The notion of limiting number of children is a side effect of the industrial revolution.
People in crowded housing, in crowded cities, must compete for limited number of jobs, and their pay is in meager coins. They’re separated from their food & must buy it.
Too many mouths to feed/ not enough coins = poverty.
In agrarian society, more children were an asset, not a liability.
Land + children = wealth.
Since families depended DIRECTLY on the land for their food,
more kids= more little farmhands!
More tilling, more planting & harvesting, more canning, drying, “putting up” for next season, more cows could be milked, tended, etc.

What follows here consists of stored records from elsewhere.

PR #549, opened 2025-09-25
Migrate CLI entrypoint to main.go and Kong

JoeColeman95:
Moved the main CLI entry point from `cmd/bk/main.go` to `./main.go` and switched to Kong for command parsing.

## What's changed?
- CLI entry point is now at the repository root
- Using Kong parser with delegation to existing Cobra commands
- All existing functionality works exactly the same
- Moved `generate.go` to `cmd/generate/` to avoid conflicts

## Migration path
Later we can implement native Kong commands in separate files and remove the delegation layer. But for now this gets us the Kong foundation without changing any behavior. I've added comments to the sections we can rip out once we're ready to move on. I've created this with the assumption that we will continue to create the subcommands within their respective files.

Tested that all commands and help work the same as before.


main.go
```diff
@@ -0,0 +1,176 @@
...
+func (u *UseCmd) Run(*CLI) error       { return delegateToCobraSystem("use", u.Args) }
+
+func delegateToCobraSystem(command string, args []string) error {
+	originalArgs := os.Args
+	defer func() { os.Args = originalArgs }()
+
+	os.Args = append([]string{os.Args[0], command}, args...)
+
+	if code := runCobraSystem(); code != 0 {
+		os.Exit(code)
```
scadu, line 97: Do we have a way to show error message, too?

main.go
```diff
@@ -0,0 +1,176 @@
...
+		handleError(bkErrors.NewInternalError(err, "failed to create commands", "This is likely a bug", "Report to Buildkite"))
+		return bkErrors.ExitCodeInternalError
+	}
+
+	rootCmd.SetContext(context.Background())
+	rootCmd.SilenceErrors = true
+
+	if err := rootCmd.Execute(); err != nil {
+		handleError(err)
+		return 1
```
scadu, line 120: Should we use existing `bkErrors.GetExitCodeForError(err)`?
Maybe something like:
```go
func runCobraSystem() int {
    // existing code 
    if err := rootCmd.Execute(); err != nil {
        verbose, _ := rootCmd.PersistentFlags().GetBool("verbose")
        errHandler := bkErrors.NewHandler().WithVerbose(verbose)
        errHandler.HandleWithDetails(err, rootCmd.CommandPath())
        return bkErrors.GetExitCodeForError(err)
    }
    return 0
}
```

main.go
```diff
@@ -0,0 +1,176 @@
...
+	return 0
+}
+
+// We can rip this out when we have full Kong support for all commands
+func isHelpRequest() bool {
+	if len(os.Args) < 2 {
+		return false
+	}
+
+	// Global help, e.g. bk --help
```
scadu: We should also print help when no arguments are provided to match current behavior.

scadu (commented):
I like the hybrid approach, so we can keep existing functionality intact!
Left a few comments around error handling and help page.

JoeColeman95:
> This looks awesome, @JoeColeman95. I wonder should we use `kong.UsageOnError()` so that the help is outputted when only `bk` or `go run .` is used? Thoughts?

Hey @mcncl, yeah I agree – the functionality isn't quite as expected there though 🙁, see this issue: https://github.com/alecthomas/kong/issues/33

I've implemented the workaround stated there so we still get the expected behavior, I've delegated both `bk` and `bk --help` to Kong now and then anything `bk x [y z] --help` would result in Cobra help still.

Essentially, I've implemented exactly what you've suggested but added a condition to `run()` to catch and apply `--help` when there's no args passed on the base level

main.go
JoeColeman95: @scadu on this one the error messages are already being displayed, inside this function that you've shown a snippet of we're calling `handleError(err)` which uses the `bkErrors` package to format and display the message. The function then will return the relevant exit code. So by time we reach this part that you've highlighted, the error has already been shown to the user and we're just passing the exit code.

main.go
JoeColeman95: Hey @scadu on this one we have error handling here which is called during Kong-to-Cobra delegation before any Cobra command parsing happens so at this point we don't have access to the parsed flags like `verbose`.

If we were to implement your suggestion, it'd either fail or return default values since the command hasn't been executed yet. 

The current pattern is appropriate here as this is specifically for a delegation failures which is more for architectural errors than functional errors. The detailed error handling you are looking for here is still handled by the relevant sub-command within Cobra and remains untouched, so we'll still receive those errors directly from Cobra and have them passed back to Kong, for example:

```
./bk-test agent list --fdsdfsdf                                                                                                                                                                                        
Error: unknown flag: --fdsdfsdf
```

So in this setup we've got Kong handling top-level parsing and then Cobra handling command-specific errors with full context and the existing flags remaining present. This is so we can have the best of both worlds without adding new functionality that didn't exist prior, as we can do any of that once the migration is complete (such as --output being global, for example)

main.go
JoeColeman95: @scadu that's been added as part of the suggestion above from Ben but is handled from `run()` as this part will be scrapped once we have fully migrated

PR #552, opened 2025-10-01
⚡️ perf: optimize pipeline filtering by repository in API calls

abhishekmukherg:
Replace local filtering with repository-specific API requests to reduce data transfer and improve performance when filtering pipelines by repository URLs.

I have absolutely no idea if this is a good thing or not in the grand scheme of things, but as it stands now, `bk build view` is useless to me as it tries to enumerate every pipeline we own at our organization, which is... a lot. This leverages the repo url of the current repository to filter what's being listed, which makes it a LOT faster.

I can view this as being problematic if the use case involves forks? But I figured I'd throw this up there in case it sounds interesting to anyone.

### DIFF
--- a/internal/pipeline/resolver/repository.go
+++ b/internal/pipeline/resolver/repository.go
@@ -52,30 +52,33 @@ func filterPipelines(ctx context.Context, repoURLs []string, org string, client 
 	var currentPipelines []pipeline.Pipeline
 	page := 1
 	per_page := 30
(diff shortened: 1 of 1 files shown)


mcncl:
Thanks @abhishekmukherg! This kind of optimisation was on our roadmap so we'll take a look and see if at can merge it in

lizrabuya (approved):
Looks good to me!

PR #558, opened 2025-10-30
Add a migrate command for pipelines

mcncl:
## Description

With our work on implementing a better backend for the migration API, we can probably support a command in `pipeline` to allow folks to translate locally.

## Changes

- Adds a `migrate` subcommand to `pipeline`
- Adds integration testing for the command
- Allows overwrite of API endpoint, sets via LD flags
- Skips validation of an organisation slug or token (no need for a local migration)

### DIFF
--- a/pkg/cmd/pipeline/migrate_test.go
+++ b/pkg/cmd/pipeline/migrate_test.go
@@ -43,8 +43,8 @@ jobs:
 		t.Error("Expected job ID to be returned")
 	}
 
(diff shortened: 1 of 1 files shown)


PriyaSudip:
Nice addition @mcncl. Should we test the migrated pipeline in Buildkite by running it or leave it for customers?

PriyaSudip (approved):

Yes and no. I know poor people with large families here in suburban Boring. They have a lot of kids in a few rooms (like I do), and sometimes not just kids but grandparents, aunts and uncles, in-laws who just got here from Mexico or El Salvador. Everyone who is old enough to work, works, and contributes to the household. Grandmothers or sister-in-law provide childcare and cook for everyone, even if they’re not all living in the same house.
When my oldest son got his first job as a lifeguard, a friend from Guatemala said, “Great! Now he can help the family!” *jaw drop* We did not need Bill the Son’s minimum-wage earnings to help feed the household, although we did, eventually, charge him rent as an incentive to move out.
“Are you really going to pay me $500 a month to share a bedroom with Tom and a bathroom with eight other people? Come ON!” No, he wasn’t. He got a roommate, an apartment, and a cat.